As of January 29, 2011 and January 30, 2010, the Company had no material financial assets or liabilities
measured on a recurring basis that required adjustments or write-downs.
OPERATING LEASES
The Company leases certain stores, its distribution centers, and its administrative facilities under operating
leases. Store lease agreements generally include rent holidays, rent escalation clauses and contingent rent
provisions for a percentage of sales in excess of specified levels. Most of the Company’s lease agreements
include renewal periods at the Company’s option. The Company recognizes rent holiday periods and scheduled
rent increases on a straight-line basis over the lease term beginning with the date the Company takes possession
of the leased space and includes such rent expense in Store Pre-Opening Costs. The Company records tenant
improvement allowances and rent holidays as deferred rent liabilities on the Consolidated Balance Sheets and
amortizes the deferred rent on a straight–line basis over the life of the lease to rent expense in the Consolidated
Statements of Income.
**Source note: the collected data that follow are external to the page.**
PR #219, opened 2026-08-23
fix: avoid self-joining the transport worker

marandaneto:

Dropping a client or calling async `shutdown()` from a transport callback can run teardown on the transport worker itself. Waiting for shutdown completion or joining that same thread deadlocks.

## Changes

Centralize blocking transport teardown and guard async shutdown with the same worker-thread check. Worker-thread callers queue shutdown without waiting or joining, while external callers keep the existing durable close and join behavior.

Focused callback tests cover both `Drop` and async `shutdown()`, repeated teardown, and concurrent close behavior. The full library test suite passes with 257 tests. Blocking teardown was also checked with `--no-default-features --features error-tracking`.

Autoreview completed for commit `613aba1` against `origin/v1` with no actionable findings.

## :pencil: Checklist

### If releasing new changes

### DIFF
--- a/src/client/async_client.rs
+++ b/src/client/async_client.rs
@@ -918,22 +918,60 @@ impl Drop for Client {
     /// `shutdown` can't run in a destructor), so dropping a `Client` inside an
     /// async task blocks that executor thread until the drain completes (up to
     /// `shutdown_timeout_ms` plus any in-flight request) — prefer an explicit
-    /// `shutdown().await` first, which makes this a no-op.
+    /// `shutdown().await` first, which makes this a no-op. A drop from a transport
+    /// callback instead queues shutdown without waiting for or joining the current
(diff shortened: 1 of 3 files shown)


ioannisj (commented):
Do we need a similar treatment for the async shutdown() version?

ioannisj (approved):

marandaneto:
Good question. The async `shutdown()` path had the same worker-thread deadlock risk. Fixed in signed commit `613aba1`: it now queues shutdown but skips awaiting completion and joining when called from the transport worker. I also added a callback regression test. The focused tests and all 257 library tests pass.

marandaneto:
Superseded by #233, which applies the same signed fixes and regression tests to a clean branch based on `main`. Retargeting this branch directly would include unrelated `v1` history.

The Company records rent liabilities on the Consolidated Balance Sheets for contingent
percentage of sales lease provisions when the Company determines that it is probable that the specified levels
will be reached during the fiscal year.
SELF-INSURANCE RESERVES
The Company self-insures a substantial portion of its exposure for costs related primarily to employee
medical, workers’ compensation and general liability. Expenses are recorded based on estimates for reported and
incurred but not reported claims considering a number of factors, including historical claims experience, severity
factors, litigation costs, inflation and other assumptions. Although the Company does not expect the amount it
will ultimately pay to differ significantly from its estimates, self-insurance reserves could be affected if future
claims experience differs significantly from the historical trends and assumptions. In October 2010, the Company
executed a loss portfolio transfer with its insurance carrier in the amount of $11,450 related to current and future
workers’ compensation claims for fiscal years 1999 through 2008. This transaction reduced the Company’s
workers’ compensation liability by approximately the same amount.
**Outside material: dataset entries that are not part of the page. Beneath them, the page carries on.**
PR #230, opened 2026-08-23
refactor: reduce duplicated SDK evaluation and capture logic

marandaneto:

Several production policies and test fixtures are duplicated across async and blocking clients, capture delivery, and feature evaluation. This integration PR keeps the remaining focused refactors together so their combined behavior can be validated before they land individually.

## Changes

Combine the remaining focused component branches into one `v1` integration branch. The diff now contains shared retry classification, capture preprocessing, feature-flag event hosting and evaluation state, capture batch routing, and client/capture test consolidation. The independently merged feature evaluation, debug-image filtering, and teardown work are now part of the updated `v1` base.

`cargo fmt --check`, default tests, no-default-feature tests, blocking error-tracking tests, all-feature tests, public API snapshot validation, and independent threading, feature semantics, and simplicity reviews.

Autoreview completed for this exact branch head and base with no actionable findings.

## :pencil: Checklist

### If releasing new changes

### DIFF
--- a/src/client/common.rs
+++ b/src/client/common.rs
@@ -48,7 +48,7 @@ pub(super) fn flag_event_dedup_cache() -> FlagEventDedupCache {
     Mutex::new(HashMap::new())
 }
 
-pub(super) fn apply_capture_defaults(event: &mut Event, defaults: &CaptureDefaults) {
+fn apply_capture_defaults(event: &mut Event, defaults: &CaptureDefaults) {
     if defaults.disable_geoip {
         event.insert_prop_default("$geoip_disable", serde_json::Value::Bool(true));
     }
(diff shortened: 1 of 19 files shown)


src/client/common.rs
```diff
@@ -272,7 +320,155 @@ pub(super) fn extract_flag_details(response: FeatureFlagsResponse) -> DetailedFl
...
+/// retain their concrete HTTP and async/blocking boundaries; this state owns
+/// only the runtime-neutral decisions on whether to fetch and how to merge.
+pub(super) struct EvaluationState {
+    distinct_id: String,
+    options: EvaluateFlagsOptions,
+    records: HashMap<String, EvaluatedFlagRecord>,
+    request_id: Option<String>,
+    errors_while_computing: bool,
+    quota_limited: bool,
+}
```
dustinbyrne, line 333: hmm i just saw this in another PR?

dustinbyrne (approved):

src/client/common.rs
marandaneto: Yes — this block is also in #224. #230 is the umbrella integration PR that intentionally combines all of the focused duplication-refactor branches so the complete tree can be validated together; #224 is the focused PR for this specific `EvaluationState` change. This is the same implementation carried through the stack, not a second independent copy.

STOCK-BASED COMPENSATION PLANS
The Company maintains an equity incentive plan, which allows for the granting of stock options, stock
appreciation rights, restricted stock, performance share awards and other forms of equity awards to employees,
directors, and officers. Stock options granted generally vest over a four-year period after grant and have an
exercise term of seven to ten years from the grant date. Restricted stock and performance share awards generally
vest over periods ranging from three to five years from the grant date, although the equity incentive plan permits
accelerated vesting in certain circumstances at the discretion of the Human Resources and Compensation
Committee (“HRCC”) of the Board of Directors.
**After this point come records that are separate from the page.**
PR #233, opened 2026-08-24
fix: avoid self-joining the transport worker

marandaneto:

Dropping a client or calling async `shutdown()` from a transport callback can run teardown on the transport worker itself. Waiting for shutdown completion or joining that same thread deadlocks.

This replaces #219 with a branch based on `main`, where the affected transport code is already released. The fix can then flow into `v1` through the normal `main` merge.

## Changes

Centralize blocking transport teardown and guard async shutdown with the same worker-thread check. Worker-thread callers queue shutdown without waiting or joining, while external callers keep the existing durable close and join behavior.

- Applied both commits cleanly to `origin/main` with no conflicts.
- `cargo fmt --check`
- `cargo test --lib`: 231 passed
- `cargo test --no-default-features --features error-tracking --lib`: 229 passed
- Autoreview against `origin/main`: no actionable findings

## :pencil: Checklist

### If releasing new changes

### DIFF
--- a/.sampo/changesets/fabled-firebringer-lemminkainen.md
+++ b/.sampo/changesets/fabled-firebringer-lemminkainen.md
@@ -1,0 +1,5 @@
+---
+cargo/posthog-rs: patch
+---
+
+Prevent transport worker deadlocks during client shutdown.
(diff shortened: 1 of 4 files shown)


marandaneto:
@ioannisj since you approved already https://github.com/PostHog/posthog-rs/pull/219 but target wrong branch

ioannisj (approved):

The Company recognizes compensation expense for stock option awards with graded vesting on a straight
line basis over the requisite service period. Compensation expense for restricted stock and performance share
awards that cliff vest are expensed on a straight-line basis over the requisite service period. Restricted stock
awards with graded-vesting features are treated as multiple awards based upon the vesting date. The Company
records compensation expense for these awards on a straight-line basis over the requisite service period for each
separately vesting portion of the award.